## Assignment
Read the entries that follow and give each one again precisely.

## Collected data
[Start of section]
PR #187, opened 2017-01-30
SDK-178: Adding File & Partition Sensors

msumit:
Note: Sensors api will be in prod with rb41.

### DIFF
--- a/qds_sdk/sensors.py
+++ b/qds_sdk/sensors.py
@@ -14,6 +14,33 @@ import json
 log = logging.getLogger("qds_sensors")
 
 
+class SensorCmdLine:
+
+    @staticmethod
+    def check(cls, args):
+        """
+        Method to call Sensor.check after parsing args from cmdline
+        :param cls: sensor class
+        :param args: inline arguments
+        :return: True or False
+        """
+        parser = SensorCmdLine.parsers(cls)
+        parsed = parser.parse_args(args)
+        return cls.check(json.loads(parsed.data))
+
+    @staticmethod
+    def parsers(cls):
+        argparser = ArgumentParser(prog=cls.usage, description=cls.description)
+        subparsers = argparser.add_subparsers()
+
+        #Check
+        check = subparsers.add_parser("check", help="Check a Sensor")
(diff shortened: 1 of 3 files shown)


yogesh2021:
A qubole operator change will also follow up with this ?

msumit:
@yogesh2021 yes there is PR opened in Airflow repo (bitbucket) as well..

qds_sdk/sensors.py
```diff
@@ -0,0 +1,71 @@
...
+        Method to call check after parsing args from cli
+        :param args: inline arguments
+        :return: True or False
+        """
+        parser = cls.parsers()
+        parsed = parser.parse_args(args)
+        return cls.check(json.loads(parsed.data))
+
+    @classmethod
+    def parsers(cls):
```
harshshah87: The function parsers and check_cli(we can rename it to check) should be in new SensorCmdLine class. The dependency on usage and description from the derived classes can be removed.
usage = "qds.py %s check -d 'json string'" % cls.__name__.lower()
description (do we really need one) can be set in similar manner.

msumit: Any specific reason to move these methods into new `SensorCmdLine` class? I followed the design of `Command` class here.. Also I think `cls` variable won't be available in parent class, as its not inside a class method?

msumit: @harshshah87 moved `check` and `parser` to `SesnorCmdLine` class..

qds_sdk/sensors.py
```diff
@@ -0,0 +1,75 @@
...
+import logging
+import json
+
+log = logging.getLogger("qds_sensors")
+
+
+class SensorCmdLine:
+
+    @staticmethod
+    def check(cls, args):
```
harshshah87: NIT: Need to rename the variable from cls to sensor_class. The \@staticmethod along with cls as variable name is confusing.

msumit:
@harshshah87 done.. can u plz squash and merge?

harshshah87:
Merged to unreleased.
[End of section]
## Answer to this exercise
PR #187, opened 2017-01-30
SDK-178: Adding File & Partition Sensors

msumit:
Note: Sensors api will be in prod with rb41.

### DIFF
--- a/qds_sdk/sensors.py
+++ b/qds_sdk/sensors.py
@@ -14,6 +14,33 @@ import json
 log = logging.getLogger("qds_sensors")
 
 
+class SensorCmdLine:
+
+    @staticmethod
+    def check(cls, args):
+        """
+        Method to call Sensor.check after parsing args from cmdline
+        :param cls: sensor class
+        :param args: inline arguments
+        :return: True or False
+        """
+        parser = SensorCmdLine.parsers(cls)
+        parsed = parser.parse_args(args)
+        return cls.check(json.loads(parsed.data))
+
+    @staticmethod
+    def parsers(cls):
+        argparser = ArgumentParser(prog=cls.usage, description=cls.description)
+        subparsers = argparser.add_subparsers()
+
+        #Check
+        check = subparsers.add_parser("check", help="Check a Sensor")
(diff shortened: 1 of 3 files shown)


yogesh2021:
A qubole operator change will also follow up with this ?

msumit:
@yogesh2021 yes there is PR opened in Airflow repo (bitbucket) as well..

qds_sdk/sensors.py
```diff
@@ -0,0 +1,71 @@
...
+        Method to call check after parsing args from cli
+        :param args: inline arguments
+        :return: True or False
+        """
+        parser = cls.parsers()
+        parsed = parser.parse_args(args)
+        return cls.check(json.loads(parsed.data))
+
+    @classmethod
+    def parsers(cls):
```
harshshah87: The function parsers and check_cli(we can rename it to check) should be in new SensorCmdLine class. The dependency on usage and description from the derived classes can be removed.
usage = "qds.py %s check -d 'json string'" % cls.__name__.lower()
description (do we really need one) can be set in similar manner.

msumit: Any specific reason to move these methods into new `SensorCmdLine` class? I followed the design of `Command` class here.. Also I think `cls` variable won't be available in parent class, as its not inside a class method?

msumit: @harshshah87 moved `check` and `parser` to `SesnorCmdLine` class..

qds_sdk/sensors.py
```diff
@@ -0,0 +1,75 @@
...
+import logging
+import json
+
+log = logging.getLogger("qds_sensors")
+
+
+class SensorCmdLine:
+
+    @staticmethod
+    def check(cls, args):
```
harshshah87: NIT: Need to rename the variable from cls to sensor_class. The \@staticmethod along with cls as variable name is confusing.

msumit:
@harshshah87 done.. can u plz squash and merge?

harshshah87:
Merged to unreleased.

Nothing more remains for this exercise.